Exercise goal ::
Below are the records. Gather each line that holds "base".

────

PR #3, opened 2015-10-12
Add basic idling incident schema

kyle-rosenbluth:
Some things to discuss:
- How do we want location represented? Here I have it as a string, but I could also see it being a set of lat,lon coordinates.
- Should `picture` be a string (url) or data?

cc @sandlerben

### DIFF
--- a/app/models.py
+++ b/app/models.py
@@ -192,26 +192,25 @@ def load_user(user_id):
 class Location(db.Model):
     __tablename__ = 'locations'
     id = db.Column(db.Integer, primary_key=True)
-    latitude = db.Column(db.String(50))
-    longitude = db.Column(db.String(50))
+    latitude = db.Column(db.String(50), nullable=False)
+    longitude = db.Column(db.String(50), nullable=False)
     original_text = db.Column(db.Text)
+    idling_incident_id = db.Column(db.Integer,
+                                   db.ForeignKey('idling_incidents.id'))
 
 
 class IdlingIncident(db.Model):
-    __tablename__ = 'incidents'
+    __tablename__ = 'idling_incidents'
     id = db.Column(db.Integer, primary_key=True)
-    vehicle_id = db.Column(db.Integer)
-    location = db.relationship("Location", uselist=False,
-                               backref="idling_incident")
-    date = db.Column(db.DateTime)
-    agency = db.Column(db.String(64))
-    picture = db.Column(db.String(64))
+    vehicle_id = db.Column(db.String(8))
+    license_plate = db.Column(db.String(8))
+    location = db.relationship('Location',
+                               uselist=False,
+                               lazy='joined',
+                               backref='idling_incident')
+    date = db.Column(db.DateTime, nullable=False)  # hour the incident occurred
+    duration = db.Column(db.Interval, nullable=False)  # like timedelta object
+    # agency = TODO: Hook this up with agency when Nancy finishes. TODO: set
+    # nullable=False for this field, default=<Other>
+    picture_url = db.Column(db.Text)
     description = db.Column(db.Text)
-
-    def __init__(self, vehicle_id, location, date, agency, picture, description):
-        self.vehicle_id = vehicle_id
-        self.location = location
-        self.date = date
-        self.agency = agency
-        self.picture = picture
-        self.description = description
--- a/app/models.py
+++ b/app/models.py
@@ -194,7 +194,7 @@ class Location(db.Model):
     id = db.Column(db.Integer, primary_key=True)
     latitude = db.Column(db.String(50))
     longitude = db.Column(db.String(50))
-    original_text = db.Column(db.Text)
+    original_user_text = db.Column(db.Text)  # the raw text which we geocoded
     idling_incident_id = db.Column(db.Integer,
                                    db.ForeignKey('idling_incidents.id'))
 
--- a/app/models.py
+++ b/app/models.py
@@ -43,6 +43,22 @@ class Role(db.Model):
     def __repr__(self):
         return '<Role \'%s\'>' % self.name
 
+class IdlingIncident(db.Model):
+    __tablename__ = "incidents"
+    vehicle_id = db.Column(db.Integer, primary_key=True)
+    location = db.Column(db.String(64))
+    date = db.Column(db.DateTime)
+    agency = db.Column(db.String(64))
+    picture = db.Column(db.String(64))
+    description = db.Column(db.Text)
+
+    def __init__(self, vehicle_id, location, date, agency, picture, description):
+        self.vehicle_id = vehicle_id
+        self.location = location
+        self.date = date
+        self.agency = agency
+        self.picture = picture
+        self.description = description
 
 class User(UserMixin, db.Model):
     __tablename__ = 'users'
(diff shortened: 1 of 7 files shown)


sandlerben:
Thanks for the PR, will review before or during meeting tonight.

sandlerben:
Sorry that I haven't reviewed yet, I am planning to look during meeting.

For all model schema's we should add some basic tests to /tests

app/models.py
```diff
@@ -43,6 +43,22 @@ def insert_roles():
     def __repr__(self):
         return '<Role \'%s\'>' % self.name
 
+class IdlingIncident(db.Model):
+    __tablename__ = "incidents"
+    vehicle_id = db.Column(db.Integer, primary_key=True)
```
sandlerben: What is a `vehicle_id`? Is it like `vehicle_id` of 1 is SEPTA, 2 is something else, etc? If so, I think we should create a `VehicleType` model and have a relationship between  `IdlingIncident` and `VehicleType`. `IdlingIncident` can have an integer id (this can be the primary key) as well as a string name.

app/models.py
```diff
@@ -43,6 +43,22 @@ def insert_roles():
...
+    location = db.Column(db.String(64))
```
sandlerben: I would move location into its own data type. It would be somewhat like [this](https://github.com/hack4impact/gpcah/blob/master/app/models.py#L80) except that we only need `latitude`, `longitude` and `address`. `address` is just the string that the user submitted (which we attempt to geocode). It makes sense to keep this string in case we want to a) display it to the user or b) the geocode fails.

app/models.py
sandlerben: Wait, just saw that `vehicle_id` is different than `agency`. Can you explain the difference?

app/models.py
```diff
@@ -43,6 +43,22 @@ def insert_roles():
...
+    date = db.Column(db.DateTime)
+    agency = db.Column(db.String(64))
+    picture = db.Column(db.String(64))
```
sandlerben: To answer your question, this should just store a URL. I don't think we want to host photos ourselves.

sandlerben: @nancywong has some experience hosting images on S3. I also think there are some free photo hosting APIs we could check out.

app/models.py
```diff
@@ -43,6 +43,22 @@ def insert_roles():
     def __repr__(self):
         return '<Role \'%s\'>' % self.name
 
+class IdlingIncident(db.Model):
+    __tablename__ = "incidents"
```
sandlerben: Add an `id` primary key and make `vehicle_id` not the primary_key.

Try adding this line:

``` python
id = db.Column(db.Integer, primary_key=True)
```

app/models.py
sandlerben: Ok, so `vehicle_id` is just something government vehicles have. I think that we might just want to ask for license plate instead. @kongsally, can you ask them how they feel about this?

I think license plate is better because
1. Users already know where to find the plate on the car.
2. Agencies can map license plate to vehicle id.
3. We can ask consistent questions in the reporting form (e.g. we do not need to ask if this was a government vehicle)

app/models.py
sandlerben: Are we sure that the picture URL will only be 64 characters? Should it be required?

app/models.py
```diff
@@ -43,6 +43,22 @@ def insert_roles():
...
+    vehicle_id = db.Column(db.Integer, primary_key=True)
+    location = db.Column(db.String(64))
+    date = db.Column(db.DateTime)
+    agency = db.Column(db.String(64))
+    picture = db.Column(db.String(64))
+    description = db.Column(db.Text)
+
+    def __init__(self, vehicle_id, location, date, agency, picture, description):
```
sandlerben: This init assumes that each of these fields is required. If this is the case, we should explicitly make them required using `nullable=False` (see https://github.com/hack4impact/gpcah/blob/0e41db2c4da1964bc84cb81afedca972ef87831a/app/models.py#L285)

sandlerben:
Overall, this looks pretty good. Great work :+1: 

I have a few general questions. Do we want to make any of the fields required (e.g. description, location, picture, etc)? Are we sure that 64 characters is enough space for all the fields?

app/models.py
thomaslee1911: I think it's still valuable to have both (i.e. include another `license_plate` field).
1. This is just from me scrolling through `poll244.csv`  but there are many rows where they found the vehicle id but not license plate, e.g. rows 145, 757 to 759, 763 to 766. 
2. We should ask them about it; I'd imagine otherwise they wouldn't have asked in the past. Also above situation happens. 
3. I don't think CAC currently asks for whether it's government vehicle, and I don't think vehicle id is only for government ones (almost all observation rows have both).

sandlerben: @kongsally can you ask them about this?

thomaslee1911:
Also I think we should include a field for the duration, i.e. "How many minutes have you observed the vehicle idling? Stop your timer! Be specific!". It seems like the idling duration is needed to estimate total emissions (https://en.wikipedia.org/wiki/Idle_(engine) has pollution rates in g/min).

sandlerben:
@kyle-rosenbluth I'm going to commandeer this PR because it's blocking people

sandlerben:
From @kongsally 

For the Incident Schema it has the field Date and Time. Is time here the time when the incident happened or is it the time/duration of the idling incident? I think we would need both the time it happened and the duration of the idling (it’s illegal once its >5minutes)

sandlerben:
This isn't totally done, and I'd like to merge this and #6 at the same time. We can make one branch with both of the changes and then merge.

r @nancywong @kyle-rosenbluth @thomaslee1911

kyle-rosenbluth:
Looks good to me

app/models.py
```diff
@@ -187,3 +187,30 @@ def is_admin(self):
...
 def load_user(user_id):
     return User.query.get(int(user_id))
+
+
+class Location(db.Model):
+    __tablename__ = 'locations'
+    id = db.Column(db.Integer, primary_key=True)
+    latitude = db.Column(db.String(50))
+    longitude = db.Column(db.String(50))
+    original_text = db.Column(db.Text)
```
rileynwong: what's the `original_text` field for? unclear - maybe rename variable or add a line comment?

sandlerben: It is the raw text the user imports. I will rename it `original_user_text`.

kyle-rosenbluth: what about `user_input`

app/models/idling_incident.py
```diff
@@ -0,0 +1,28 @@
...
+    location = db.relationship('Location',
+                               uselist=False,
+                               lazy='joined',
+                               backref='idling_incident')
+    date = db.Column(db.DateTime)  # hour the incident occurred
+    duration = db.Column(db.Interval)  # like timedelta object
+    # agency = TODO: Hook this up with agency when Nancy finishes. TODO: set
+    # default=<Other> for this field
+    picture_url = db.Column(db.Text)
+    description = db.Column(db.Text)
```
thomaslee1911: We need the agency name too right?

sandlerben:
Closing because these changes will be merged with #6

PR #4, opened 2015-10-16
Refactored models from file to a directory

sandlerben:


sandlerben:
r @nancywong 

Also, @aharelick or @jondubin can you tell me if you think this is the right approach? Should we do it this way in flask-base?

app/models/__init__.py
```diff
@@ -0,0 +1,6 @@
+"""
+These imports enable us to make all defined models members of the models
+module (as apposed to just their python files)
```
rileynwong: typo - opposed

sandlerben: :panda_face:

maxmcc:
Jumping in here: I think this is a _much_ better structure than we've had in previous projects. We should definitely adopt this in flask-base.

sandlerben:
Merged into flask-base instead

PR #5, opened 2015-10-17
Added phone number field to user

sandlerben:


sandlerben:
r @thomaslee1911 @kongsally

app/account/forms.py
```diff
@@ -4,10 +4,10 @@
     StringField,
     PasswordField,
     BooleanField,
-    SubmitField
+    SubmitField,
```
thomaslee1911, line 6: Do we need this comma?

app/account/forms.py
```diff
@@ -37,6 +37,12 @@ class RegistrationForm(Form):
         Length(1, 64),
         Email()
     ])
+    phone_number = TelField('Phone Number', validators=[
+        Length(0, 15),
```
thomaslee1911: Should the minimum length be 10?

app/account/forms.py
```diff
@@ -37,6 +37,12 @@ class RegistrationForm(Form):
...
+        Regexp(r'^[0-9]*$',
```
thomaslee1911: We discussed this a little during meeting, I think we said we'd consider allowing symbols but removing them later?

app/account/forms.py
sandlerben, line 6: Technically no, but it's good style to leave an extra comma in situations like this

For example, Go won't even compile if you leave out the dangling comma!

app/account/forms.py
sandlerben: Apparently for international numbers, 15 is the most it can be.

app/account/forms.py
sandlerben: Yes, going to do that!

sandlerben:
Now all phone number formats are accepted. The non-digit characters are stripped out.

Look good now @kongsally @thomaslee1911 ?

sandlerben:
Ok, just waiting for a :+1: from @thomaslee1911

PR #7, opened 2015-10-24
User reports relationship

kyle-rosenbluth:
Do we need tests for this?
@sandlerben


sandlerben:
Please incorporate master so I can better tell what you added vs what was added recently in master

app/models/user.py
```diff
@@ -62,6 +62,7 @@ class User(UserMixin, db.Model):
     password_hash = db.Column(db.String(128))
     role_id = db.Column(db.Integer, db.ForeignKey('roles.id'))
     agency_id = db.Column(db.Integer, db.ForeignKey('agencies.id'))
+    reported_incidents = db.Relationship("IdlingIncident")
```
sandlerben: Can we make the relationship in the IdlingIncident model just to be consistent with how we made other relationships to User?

────

Solution to this task ::
Also, @aharelick or @jondubin can you tell me if you think this is the right approach? Should we do it this way in flask-base?
Jumping in here: I think this is a _much_ better structure than we've had in previous projects. We should definitely adopt this in flask-base.
Merged into flask-base instead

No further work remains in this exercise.